Problem details:
I need each line of the entries below that includes the string "ShortcutScope".

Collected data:
[Start of Attachment]

PR #8007, opened 2024-06-09
[GSoC'24] Registeration of Shortcuts via modules and dummy conflict detector

tahamukhtar20:
Part of: #747 

### Motivation and context

This PR is part of the GSOC project: Keyboard Shortcut Customization

### How has this been tested?

It has been tested by checking if the existing shortcuts work the same way as before.

### Checklist

### License


bsekachev:
Hi @tahamukhtar20 

There are plenty failed end to end tests with this pull request
Could you please take a look?

bsekachev:
Example: 
New organization pipeline -- The first user creates an organization and activates it -- after all hook (failed)

cvat-ui/src/utils/mousetrap-react.tsx
```diff
@@ -34,17 +34,21 @@ export default function GlobalHotKeys(props: Props): JSX.Element {
     const { children, keyMap, handlers } = props;
     useEffect(() => {
         for (const key of Object.keys(keyMap)) {
-            const { sequences } = keyMap[key];
-            const handler = handlers[key];
-            Mousetrap.bind(sequences, handler, 'keydown');
-            applicationKeyMap[key] = keyMap[key];
+            if (keyMap[key] && keyMap[key].sequences) {
```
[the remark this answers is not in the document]
bsekachev: For me it is like (e.g. in MergeControl component) you have:

```
<GlobalHotKeys
                keyMap={{ SWITCH_MERGE_MODE: shortcuts.SWITCH_MERGE_MODE.details }}
                ....
            />
``` 

Where in keyMap you declare key SWITCH_MERGE_MODE, but value maybe undefined if shortcut registration is not completed yet. 

Then in Moustrap handler you are trying to perform destructurization:
```
    const { sequences, action } = keyMap[key];
```

What do you think?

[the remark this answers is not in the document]
tahamukhtar20: it shouldn't be, but this is what the error showed. It's not happening locally. I'll try to investigate it.

cvat-ui/src/actions/shortcuts-actions.ts
```diff
@@ -3,16 +3,21 @@
 //
 // SPDX-License-Identifier: MIT
 
+import { KeyMapItem } from 'utils/mousetrap-react';
 import { ActionUnion, createAction } from 'utils/redux';
 
 export enum ShortcutsActionsTypes {
     SWITCH_SHORTCUT_DIALOG = 'SWITCH_SHORTCUT_DIALOG',
+    REGISTER_SHORTCUT = 'REGISTER_SHORTCUT',
```
bsekachev, line 11: As this action allows to register a list of shortcuts: 

```suggestion
    REGISTER_SHORTCUTS = 'REGISTER_SHORTCUTS',
```

cvat-ui/src/utils/enums.tsx
```diff
@@ -21,3 +21,7 @@ export enum StorageStatuses {
     FORBIDDEN = 'FORBIDDEN',
     NOT_FOUND = 'NOT_FOUND',
 }
+
+export enum ViewType {
```
bsekachev, line 25: Let's rename:

```suggestion
export enum ShortcutScope {
```

cvat-ui/src/utils/mousetrap-react.tsx
```diff
@@ -11,7 +11,7 @@ export interface KeyMapItem {
     description: string;
     sequences: string[];
     displayedSequences?: string[];
-    action: 'keydown' | 'keyup' | 'keypress';
+    view: string;
```
bsekachev, line 14:
```suggestion
    scope: ShortcutScope;
```

cvat-ui/src/utils/hooks.ts
```diff
@@ -130,3 +133,9 @@ export function useAuthQuery(): Record<string, string> | null {
     const queryParams = new URLSearchParams(history.location.search);
     return authQuery(queryParams);
 }
+
+export function useRegisterShortcuts(shortcuts: Record<string, KeyMapItem>): void {
+    const store = getCVATStore();
+    const { registerShortcuts } = shortcutsActions;
+    store.dispatch(registerShortcuts(shortcuts));
+}
```
bsekachev, line 141: That is not a hook, so:

- let's remove `use` in the beginning: `useRegisterShortcuts` -> `registerComponentShortcuts`
- let's move this function to `shortcuts-actions.ts`

cvat-ui/src/components/annotation-page/attribute-annotation-workspace/attribute-annotation-sidebar/attribute-annotation-sidebar.tsx
```diff
@@ -50,6 +52,65 @@ interface LabelAttrMap {
     [index: number]: any;
 }
 
+const componentShortcuts = {
```
bsekachev, line 55: Now in each component we have:

1. const componentShortcuts = { SHORTCUT_1: { ... }, SHORTCUT_2: { ... } }
2. const subKeyMap = { SHORTCUT_1: { ... }, SHORTCUT_2: { ... } } (actually the same as componentShortcuts)
3. const handlers = { SHORTCUT_1: () => {}, SHORTCUT_2: () => {} }

I will propose to generate subKeyMap dinamically, e.g.:
```
                <GlobalHotKeys
                    keyMap={Object.fromEntries(Object.keys(componentShortcuts).map((key) => [key, keyMap[key]]))}
                    handlers={handlers}
                />
```

And add types to `handlers`, e.g.:
```
const handlers: Record<keyof typeof componentShortcuts, (event?: KeyboardEvent) => void> = {
```

It will make as sure that we do not forget to declare any handlers. 

What do you think?

bsekachev: Also, in this case we may prevent undefined values passed to <GlobalHotKeys> as discussed before:

```
Object.fromEntries(Object.keys(componentShortcuts).filter((key) => !!keyMap[key]).map((key) => [key, keyMap[key]]))
```

This code may be separated as an utility function.

cvat-ui/src/utils/mousetrap-react.tsx
```diff
@@ -34,17 +35,21 @@ export default function GlobalHotKeys(props: Props): JSX.Element {
     const { children, keyMap, handlers } = props;
     useEffect(() => {
         for (const key of Object.keys(keyMap)) {
-            const { sequences, action } = keyMap[key];
-            const handler = handlers[key];
-            Mousetrap.bind(sequences, handler, action);
-            applicationKeyMap[key] = keyMap[key];
+            if (keyMap[key] && keyMap[key].sequences) {
```
bsekachev, line 38: It seems we do not need this condition anymore, as `subKeyMap` will ignore shortcuts with `undefined` values, right? 

The same in return.

bsekachev:
Hello, 

Not all the shortcuts are transformed with this patch (because not all were initially defined in shortcuts reducer).
Try to search in project by `GlobalHotKeys` to understand what files include declared keymaps.

For example in file `cvat-ui/src/components/annotation-page/attribute-annotation-workspace/attribute-annotation-sidebar/attribute-editor.tsx` you may find the following:

```
        sortedValues.forEach((value: string, index: number): void => {
            const key = `SET_${index}_VALUE`;
            keyMap[key] = {
                name: `Set value "${value}"`,
                description: `Change current value for the attribute to "${value}"`,
                sequences: [`${index}`],
                action: 'keydown',
            };

            handlers[key] = (event: KeyboardEvent | undefined) => {
                if (event) {
                    event.preventDefault();
                }

                onChange(value);
            };
        });
```

**On one hand**, if we want to avoid shortcuts conflicts, using common design, now we have to declare these shortcuts globally as well (register in storage) (probably with specific scope (e.g. `attribute annotation mode`)); 

**On the other hand**, I do not think we want to be able to modify such kind of shortcuts in the future (and even list them in total shortcuts list). So, maybe we should introduce `isMutable`, `isEnumerable` flags to keyMapItem or something like this, and handle them properly. The reason of such restriction is that these shortcuts are very dynamic (for different labels and attributes they are different, with own `name`, and `description`). 

Alternatively, we may unify these shortcuts, like: 
```
name: "Set 1st value to the current attribute"
description: "Change current value for the attribute to the 1st value in the list"
```

and only provide correct handlers in attribute annotation sidebar component. 

**From first look, I like the second option more.** 


As I remember, there is similar problem in tag annotation mode (this file: cvat-ui/src/components/annotation-page/tag-annotation-workspace/tag-annotation-sidebar/shortcuts-select.tsx).

In this component, I believe it make sense to be able to see and configure these shortcuts (again, with specific scope, e.g. `tag annotation mode`)

cvat-ui/src/components/annotation-page/attribute-annotation-workspace/attribute-annotation-sidebar/attribute-editor.tsx
```diff
@@ -24,6 +28,71 @@ interface InputElementParameters {
     onChange(value: string): void;
 }
 
+const componentShortcuts = {
+    SET_0_VALUE: {
+        name: 'Set 0th value to the current attribute',
```
bsekachev, line 33: What is 0th value?

Order is incorrect in this list.

0 -> first value
1 -> second value, etc.

cvat-ui/src/components/annotation-page/tag-annotation-workspace/tag-annotation-sidebar/shortcuts-select.tsx
```diff
@@ -21,6 +26,81 @@ type Props = {
     labels: Label[];
 };
 
+const componentShortcuts = {
+    SETUP_0_TAG: {
+        name: 'Setup 0 tag',
+        description: 'Setup tag with "label" label',
```
bsekachev, line 32: "label" label?

bsekachev: I suppose description for any value is the same. Something like:

`Create a new tag with corresponding class. The class may be setup in tag annotation sidebar`

Name, also the same for each shortcut:
e.g.: `Create a new tag`

bsekachev:
LGTM, let's wait for CI.

We are going to make a new release soon, after that this PR will be merged.
But we still need to apply the same approach for attribute annotation mode as you did in tag annotation mode

tahamukhtar20:
Yes sure, I will make those changes in the next pull request, the UI one.

GeorgePearse:
I think this maybe removed the ability to change the "active class" with hotkeys on a per task basis? 

Without being able to change the class names that these are applied to, these hotkeys are really not useful

image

[End of Attachment]

Output below:
export enum ShortcutScope {
    scope: ShortcutScope;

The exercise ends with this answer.